It is possible that your dog may have canine herpes, but it is not the same as the herpes virus that affects humans. Canine herpes, known as CaHV-1 or CHV, is specific to domestic and wild canids like foxes and coyotes. The prevalence of CHV varies from country to country, with estimates ranging from 88% in the United Kingdom to 22% in Japan. The infection rates are generally higher in kenneled dogs than in household pets.

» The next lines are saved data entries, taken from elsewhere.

PR #32580, opened 2025-01-08
fix(ecm-files): missing src_object_type and src_object_id

atm-irvine:
# FIX|Fix Missing src_object_type and src_object_id
When I create an invoice and the PDF is automatically generated, in the ecm_files table it doesn't fill src_object_type and src_object_id.

### DIFF
--- a/htdocs/core/lib/files.lib.php
+++ b/htdocs/core/lib/files.lib.php
@@ -313,14 +313,13 @@ function dol_dir_list_in_database($path, $filter = "", $excludefilter = null, $s
  */
 function completeFileArrayWithDatabaseInfo(&$filearray, $relativedir)
 {
-	global $conf, $db, $user;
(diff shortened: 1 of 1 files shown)


htdocs/core/lib/files.lib.php
```diff
@@ -382,6 +381,8 @@ function completeFileArrayWithDatabaseInfo(&$filearray, $relativedir)
 				$ecmfile->label = md5_file(dol_osencode($filearray[$key]['fullname'])); // $destfile is a full path to file
 				$ecmfile->fullpath_orig = $filearray[$key]['fullname'];
 				$ecmfile->gen_or_uploaded = 'unknown';
+				$ecmfile->src_object_type = $object->element;
```
eldy, line 384: What happen if $object is not set or null  or an object with these properties ?

PR #32582, opened 2025-01-08
FIX compatibility with xdebug 3

hregis:


hregis:
@mdeweerd @frederic34 should we rename the` dolPrintHTMLForAttribute` function to `dolPrintHtmlForAttribute`?

frederic34:
it is to the commiter of https://github.com/Dolibarr/dolibarr/commit/c0250e4c9106b5c889e512a4771f0205d4f99b99 to fix that

mdeweerd:
I actually already prepared the branch, the pre-commit step was running while checking & updating the style.

I found pre-existing calls with HTML so change everything to that in #32583.

hregis:
@mdeweerd @frederic34 ok thanks

PR #32588, opened 2025-01-09
NEW add hook 'addMoreObjectBlock'

hregis:
FIX avoid to show html entities


hregis:
@mdeweerd heuuuu why ? `htdocs/user/card.php:2091: informations ==> information`

mdeweerd:
Informations does not exist in English - it's a french thing.  It's invariable in English: 'information'.

It's like toilets, in France we say that we go to the toilets, but elsewhere we go to the toilet.

hregis:
@mdeweerd Thank you for this English lesson 😉

hregis:
@eldy green green green... super green !!! 😄

htdocs/user/card.php
```diff
@@ -2043,9 +2043,9 @@
 			// Other form for user password
 			$parameters = array('valuetoshow' => $valuetoshow, 'caneditpasswordandsee' => $permissiontoeditpasswordandsee, 'caneditpasswordandsend' => $permissiontoeditpasswordandsend);
 			$reshook = $hookmanager->executeHooks('printUserPasswordField', $parameters, $object, $action); // Note that $action and $object may have been modified by hook
-			if ($reshook > 0) {
+			if ($reshook === 1) {
```
eldy, line 2046: The dev rules for hook are
Return 0 means the hook add action
Return > 0 means replace action
So we should have > 0 here

hregis: @eldy ok it's removed

PR #32604, opened 2025-01-09
Try to sync the pending changes

mikee2:
# FIX|Fix #2
This is a try to, again, sync the changes made years ago that never went into the main branch for whatever reason.

Pull request #1 is still ending and I do not know how to fix that. Please help with instructions.

Thanks.


eldy:
Did you send your changes into a PR ? Do you have the number ? 
You mention an issue # 1 and # 2 in your PR but they are not related to your code.

phpstan.neon.dist
```diff
@@ -15,19 +15,21 @@ parameters:
 	fileExtensions:
 		- php
 	paths:
-		- htdocs
-		- scripts
+		- dolibarr/htdocs
+		- dolibarr/scripts
+        - dolibarr/htdocs/core
```
eldy, line 20: You should not add this dir here, it is already include into dolibarr/htdocs.

mikee2: Those were suggestions by Git Copilot because I am were not able for many tries to make the pull request to get through the phpStan check. As I am not a very advanced user in Git, I did apply them blindly even though I also though that they were redundant.

I am trying to update the former code that is now not only obsolete, but wrong, and that I have to manually change every new version of Dolibarr is published making painful to apply updates. I know there are other users out there that also had issues with this code and I hope that, by applying the suggested changes, it will help them too.

mikee2:
> Did you send your changes into a PR ? Do you have the number ? You mention an issue # 1 and # 2 in your PR but they are not related to your code.

I am not quite sure. Maybe this is the number: 32604?

This what it show at the top:

Try to sync the pending changes #32604
[mikee2]wants to merge 21 commits into [Dolibarr:develop] from [mikee2:develop]

 As told I am not quite good at managing this git thing. But I am learning. Sorry.

eldy:
So is it a fix or enhancement ?
If fix , thanks to set description to describe how to reproduce the bug
If enhancement, thanks to set description of the enhancement.

mikee2:
It's a fix. The actual code that is distributed with the application does not work well. This fixes the existing issues and use the correct method of making substitutions as you suggested.

PR #32609, opened 2025-01-10
FIX #32477 Loan - Insurance amount need decimals

### LINKED ISSUE #32477: Bug: Inssurance of a loan not properly taken when there are decimals - Loan
### Bug

Version: 20.0.2

Hello,

I have created a loan and I had forgotten to add the price of the insurance of the loan.
So I edit the loan and change the value of the insurance by 12,70
image

After validation of the change, the insurance is 12,00€ instead of 12,70€
image

Also when I edit the loan there are two small problems:
- A dot is used to separate the decimals but when I'm not in edit mode it's a coma (coma is what I want in both cases)
- There are too many zeros for decimals, you can see on the screeshot 75989.000000, but 75989,00 should be expected.

Regards

### Dolibarr Version

20.0.2

### Environment PHP

_No response_

### Environment Database

_No response_

_No response_

### Attached files

_No response_

aspangaro:
#32477 

Without this fix, you can only specify a insurance amount without decimals. It's problematic

### DIFF
--- a/htdocs/loan/card.php
+++ b/htdocs/loan/card.php
@@ -106,7 +106,7 @@ if (empty($reshook)) {
 		if (!$cancel) {
 			$datestart = dol_mktime(12, 0, 0, GETPOSTINT('startmonth'), GETPOSTINT('startday'), GETPOSTINT('startyear'));
 			$dateend = dol_mktime(12, 0, 0, GETPOSTINT('endmonth'), GETPOSTINT('endday'), GETPOSTINT('endyear'));
-			$capital = price2num(GETPOSTFLOAT('capital'));
+			$capital = GETPOSTFLOAT('capital');
 			$rate = price2num(GETPOST('rate'));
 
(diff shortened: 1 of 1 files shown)


htdocs/loan/card.php
```diff
@@ -192,7 +192,7 @@
 				$object->capital = $capital;
 				$object->nbterm = GETPOSTINT("nbterm");
 				$object->rate = price2num(GETPOST("rate", 'alpha'));
-				$object->insurance_amount = price2num(GETPOSTINT('insurance_amount'));
+				$object->insurance_amount = price2num(GETPOSTFLOAT('insurance_amount'));
```
eldy, line 195: When using GETPOSTFLOAT, the price2num is not necessary. included into GETPOSTFLOAT.

aspangaro: Correct @eldy ! Thanks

Transmission of Canine Herpesvirus

Canine herpes is most commonly transmitted through the nose and mouth, and less commonly through the eyes and genitals. In adult dogs and puppies older than three weeks, CHV usually presents as a mild upper respiratory disorder. Symptoms may include eye or nose discharge in dogs, while male dogs may experience penis or prepuce inflammation and females may show vulva inflammation. The signs can be so subtle that they go unnoticed, and in pregnant females, CHV can lead to loss of litters.

Effects of CHV on Puppies

Puppies can acquire CHV before birth, during birth, or through the dam licking them. Infected puppies may exhibit pain, illness, and may die within 48 hours of showing symptoms. The virus thrives in puppies under three weeks old due to their lower body temperature. Placing exposed puppies in an incubator with a higher temperature has been successful in saving them if done before symptoms appear.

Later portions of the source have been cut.